Green Synthesis of Red Fluorescent Graphene Quantum Dots Using Withania somnifera Leaves: Exploring Antidiabetic and Antioxidant Potential.

Abstract

In recent years, green synthesis methods for producing nanomaterials have gained significant interest due to their environmentally friendly nature and wide-ranging applications. The present study addresses a novel green synthesis of graphene quantum dots (GQDs) using leaves of Withania somnifera. The size, morphology, and stability of the green-synthesized GQDs were characterized using TEM, UV-Visible spectroscopy, Fluorescence spectrophotometer, XRD, and DLS. The bio-functional properties of the GQDs were investigated, with a focus on their antidiabetic and antioxidant capabilities.
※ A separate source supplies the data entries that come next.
PR #239, opened 2018-02-05
[Callout] Apply border radius

richardtagger:
Apply border-radius to Callout.

## Pull request checklist


richardtagger:
@adrianmg this looks like its working for Hovercard but there was no changes to Dropdown. I'm not sure what I need to change for that, I was having a play in devtools but couldnt really see what needs to change - there's already a border there that's 1px grey and rounded

adrianmg:
@richardtagger maybe due to the same reason it wasn't rendering properly on the other component, these are not rendering the corner properly. It's literally looking the same way. Maybe it's due the fact the mediaobjects or other parts are rendering the background and not taking the radius into account or something.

Their antidiabetic activity was assessed by examining their ability to inhibit α-amylase and α-glucosidase enzymes, which play a crucial role in glucose metabolism. Additionally, their antioxidant properties were evaluated using DPPH● scavenging assays, highlighting their effectiveness in neutralizing free radicals. The findings revealed that the synthesized GQDs outperformed the original leaf extract in both antioxidant activity and enzyme inhibition. The study revealed that the leaf extract exhibited higher IC₅₀ values for inhibiting DPPH (78.508 ± 5.71), α-amylase (161.909 ± 6.188), and α-glucosidase (133.345 ± 7.328) compared to synthesized GQDs, which showed lower IC₅₀ values of 72.74 ± 5.9, 137.966 ± 6.95, and 122.084 ± 5.478, respectively. The findings indicate that Withania somnifera derived GQDs hold significant potential for medical applications, warranting further investigation into their therapeutic efficacy. This study offers a comprehensive analysis of the fundamental biological properties of GQDs, addressing the dual challenges of antidiabetic and antioxidant activity.